◆ TASK REQUIREMENTS
All records that follow are to be restated exactly.

[Stored items]
━━━

PR #962, opened 2025-07-23
[DRAFT] Process wide worker heartbeat

yuandrew:
No where ready for in depth review, still need to implement the actual nexus call handling, looking for some high level feedback. Added a few comments for different discussion points

## Checklist

1. Closes 

2. How was this tested:

3. Any docs updates needed?

### DIFF
--- a/core/src/lib.rs
+++ b/core/src/lib.rs
@@ -53,9 +53,7 @@ use crate::abstractions::dbg_panic;
 pub use crate::worker::client::{
     PollActivityOptions, PollOptions, PollWorkflowOptions, WorkerClient, WorkflowTaskCompletion,
 };
-use crate::worker::heartbeat::{
-    ClientIdentity, HeartbeatFn, HeartbeatMap, HeartbeatNamespaceManager,
-};
+use crate::worker::heartbeat::{ClientIdentity, HeartbeatFn, HeartbeatMap, HeartbeatNamespaceManager, WorkerHeartbeatDetails};
 use crate::{
     replay::{HistoryForReplay, ReplayWorkerInput},
     telemetry::{
@@ -130,42 +128,13 @@ where
         sticky_q,
         client_bag.clone(),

━━━

◆ RESPONSE BELOW
PR #962, opened 2025-07-23
[DRAFT] Process wide worker heartbeat

yuandrew:
No where ready for in depth review, still need to implement the actual nexus call handling, looking for some high level feedback. Added a few comments for different discussion points

## Checklist

1. Closes 

2. How was this tested:

3. Any docs updates needed?

### DIFF
--- a/core/src/lib.rs
+++ b/core/src/lib.rs
@@ -53,9 +53,7 @@ use crate::abstractions::dbg_panic;
 pub use crate::worker::client::{
     PollActivityOptions, PollOptions, PollWorkflowOptions, WorkerClient, WorkflowTaskCompletion,
 };
-use crate::worker::heartbeat::{
-    ClientIdentity, HeartbeatFn, HeartbeatMap, HeartbeatNamespaceManager,
-};
+use crate::worker::heartbeat::{ClientIdentity, HeartbeatFn, HeartbeatMap, HeartbeatNamespaceManager, WorkerHeartbeatDetails};
 use crate::{
     replay::{HistoryForReplay, ReplayWorkerInput},
     telemetry::{
@@ -130,42 +128,13 @@ where
         sticky_q,
         client_bag.clone(),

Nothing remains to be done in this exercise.